What you have to do:
The answer is to be an exact copy of the lines below running from the line with "(maint) Skip check for locale warning on OS X" down to the line with "that an exception", both ends included, and nothing more.

Stored items
PR #1280, opened 2016-03-04
(maint) Skip check for locale warning on OS X

MikaelSmith:
i18n work in Leatherman 0.4.0 introduced using Boost.Locale to generate
locales on platforms besides Windows. For OS X, this has a side-effect
that an exception is no longer thrown if a bad locale is set. Add OS X
to the list of platforms we don't check for a warning when a bad locale
is set.

### DIFF
--- a/acceptance/tests/ticket_1123_facter_with_invalid_locale.rb
+++ b/acceptance/tests/ticket_1123_facter_with_invalid_locale.rb
@@ -3,7 +3,7 @@ confine :except, :platform => 'windows'
 agents.each do |host|
   step 'set an invalid value for locale and run facter'
   result = on host, 'LANG=ABCD facter facterversion'
-  if host['platform'] !~ /solaris|aix|cumulus|osx/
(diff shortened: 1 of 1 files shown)


acceptance/tests/ticket_1123_facter_with_invalid_locale.rb
```diff
@@ -3,7 +3,7 @@
 agents.each do |host|
   step 'set an invalid value for locale and run facter'
   result = on host, 'LANG=ABCD facter facterversion'
-  if host['platform'] !~ /solaris|aix|cumulus/
+  if host['platform'] !~ /solaris|aix|cumulus|osx/
```
joshcooper: do we need to add cisco too?

MikaelSmith: Seems likely.

MikaelSmith:
Added cisco exclusion.

PR #1283, opened 2016-03-07
(FACT-1282) parse routing table rules with a starting 'type' field

branan:
The `ip` command is the worst, and thinks it's helpful to show the
route type as an optional field before the route destination. This
patch detects that case and allows us to keep parsing key/value pairs
that appear in these rules.

### DIFF
--- a/lib/src/facts/linux/networking_resolver.cc
+++ b/lib/src/facts/linux/networking_resolver.cc
@@ -6,6 +6,7 @@
 #include <boost/algorithm/string.hpp>
 #include <algorithm>
 #include <cstring>
+#include <unordered_set>
 #include <netpacket/packet.h>
 #include <net/if.h>
 #include <sys/ioctl.h>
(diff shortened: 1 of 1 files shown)


MikaelSmith:
This should still be part of FACT-1282.

branan:
@MikaelSmith commit message updated. Not fixing my branch name since that means closing and re-opening the PR

lib/src/facts/linux/networking_resolver.cc
```diff
@@ -97,19 +98,36 @@ namespace facter { namespace facts { namespace linux {
...
+                }
             }
 
             route r;
-            r.destination.assign(parts[0].begin(), parts[0].end());
+            r.destination.assign(parts[dst_idx].begin(), parts[dst_idx].end());
             // Iterate over key/value pairs and add the ones we care
             // about to our routes entries
-            for (size_t i = 1; i < parts.size(); i += 2) {
+            for (size_t i = dst_idx+1; i < parts.size(); i += 2) {
```
MikaelSmith: This looks wrong; why start at 1 or 2?

branan:
```
[root@bqpdzd6yyu6gzck ~]# ip -6 route
unreachable ::/96 dev lo  metric 1024  error -101
unreachable ::ffff:0.0.0.0/96 dev lo  metric 1024  error -101
unreachable 2002:a00::/24 dev lo  metric 1024  error -101
unreachable 2002:7f00::/24 dev lo  metric 1024  error -101
unreachable 2002:a9fe::/32 dev lo  metric 1024  error -101
unreachable 2002:ac10::/28 dev lo  metric 1024  error -101
unreachable 2002:c0a8::/32 dev lo  metric 1024  error -101
unreachable 2002:e000::/19 dev lo  metric 1024  error -101
unreachable 3ffe:ffff::/32 dev lo  metric 1024  error -101
fe80::/64 dev ens192  proto kernel  metric 256 
```

MikaelSmith:
:+1:

lib/src/facts/linux/networking_resolver.cc
branan: It's entirely the way the `ip` command prints stuff. It's great for humans, but not awesome for parsing, unfortunately.

PR #1284, opened 2016-03-07
(FACT-1362) Add platform identification for HuaweiOS

ScottGarman:
HuaweiOS runs as an LXC container based on Debian 8 with some
modifications (for example, it uses Debian sysv instead of sytemd).

The firmware version is a long string which they store in
/etc/huawei-release which does not follow semver, but looks
like "V100R006C00SPC300B188", so we just pass along this
version information without further parsing.

I've tested this on a Huawei CloudEngine switch and it returns the following for 'facter os':
```
{
  architecture => "ppc",
  family => "Debian",
  hardware => "ppc",
  name => "HuaweiOS",
  release => {
    full => "V100R006C00SPC300B188",
    major => "V100R006C00SPC300B188"
  },
  selinux => {
    enabled => false
  }
}
```
Also, someone on the client team should especially double-check that I'm not likely breaking the Debian os.name section by injecting the Huawei check before it.

### DIFF
--- a/lib/src/facts/linux/os_linux.cc
+++ b/lib/src/facts/linux/os_linux.cc
@@ -46,6 +46,10 @@ namespace facter { namespace facts { namespace linux {
     {
         // Check for Debian variants
         bs::error_code ec;
+        if (is_regular_file(release_file::huawei, ec)) {
+          return os::huawei;
+        }
+
         if (is_regular_file(release_file::debian, ec)) {
             if (distro_id == os::ubuntu || distro_id == os::linux_mint) {
                 return distro_id;
@@ -206,6 +210,7 @@ namespace facter { namespace facts { namespace linux {
             { string(os::oracle_enterprise_linux),  string(os_family::redhat) },
             { string(os::amazon),                   string(os_family::redhat) },
             { string(os::xen_server),               string(os_family::redhat) },
+            { string(os::huawei),                   string(os_family::debian) },
             { string(os::linux_mint),               string(os_family::debian) },
             { string(os::ubuntu),                   string(os_family::debian) },
             { string(os::debian),                   string(os_family::debian) },
@@ -273,6 +278,12 @@ namespace facter { namespace facts { namespace linux {
         // Alpine uses the entire contents of the release file as the version
         if (value.empty() && name == os::alpine) {
             value = lth_file::read(release_file::alpine);
+            boost::trim_right(value);
+        }
+
+        // HuaweiOS uses the entire contents of the release file as the version
+        if (value.empty() && name == os::huawei) {
+            value = lth_file::read(release_file::huawei);
             boost::trim_right(value);
         }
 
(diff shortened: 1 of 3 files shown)


mckern:
@ScottGarman I rubbed a little code fence formatting on that PR message for you.

MikaelSmith:
Can you file a ticket for adding acceptance tests of the platform facts?

ScottGarman:
@MikaelSmith sure, it's FACT-1363.

kylog:
That's weird - I forgot I could edit other people's comments, but anyway, I fixed up the ticket number in the comment above.

kylog:
Does family of Linux seem right? As opposed to Debian?

ScottGarman:
@kylog I think a family of Debian would be better if the fact that the customizations include changing the init system won't be an issue. I assume Debian will help providers select the apt and dpkg tools?

lib/src/facts/linux/os_linux.cc
```diff
@@ -46,6 +46,10 @@ namespace facter { namespace facts { namespace linux {
     {
         // Check for Debian variants
         bs::error_code ec;
+        if (is_regular_file(release_file::huawei, ec)) {
```
MikaelSmith: Is this a debian variant?

kylog:
Yes, the decision on what `os.family` reports should consider the implications for the service provider and the package provider.

You mentioned that it is sysv-based instead of systemd-based, and some of the debian family do use sysv - there is an `init` provider and a `debian` provider (for debian-flavored sysv). Do you know which of those providers is a better suit to HuaweiOS? That might partially guide the decision.

Anyway, if it's easiest to predicate any such decisions on `os.name`, not surface the debian relationship at all, and sprinkle `HuaweiOS` comparisons where needed, that certainly could make sense to me.

lib/src/facts/linux/os_linux.cc
ScottGarman: @MikaelSmith it's Debian 8 PowerPC but they are using sysv instead of systemd. There is an /etc/os-release file which has the details of Debian 8 in it.

ScottGarman:
The OS has update-rc.d and it looks like the Debian sysv provider is the right one. I'll work on getting os.family set to Debian shortly.

kylog:
@ScottGarman does HuaweiOS include a package manager? And if so, is it apt or something custom?

ScottGarman:
@kylog HuaweiOS has apt and dpkg. When we eventually release it, we'll be creating a repo for this platform on apt.puppetlabs.com.

MikaelSmith:
This seems ok. Sounds like a change in Puppet may be necessary?

MikaelSmith:
If you want it in the next release, it needs to target stable.

ScottGarman:
Ok, I will re-target this for stable and create an new PR. What Puppet changes do you think will be necessary? We can simply document the need to specify 'debian' for service management for the time being. Huawei's main use case for the module is to issue netconf commands to the switch via their module.

MikaelSmith:
@ScottGarman I meant it should have an acceptance test similar to https://github.com/puppetlabs/facter/blob/master/acceptance/tests/facts/debian.rb.

ScottGarman:
Closing this PR in favor of PR-1285 which is targeted at stable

Answer section:
(maint) Skip check for locale warning on OS X

MikaelSmith:
i18n work in Leatherman 0.4.0 introduced using Boost.Locale to generate
locales on platforms besides Windows. For OS X, this has a side-effect
that an exception is no longer thrown if a bad locale is set. Add OS X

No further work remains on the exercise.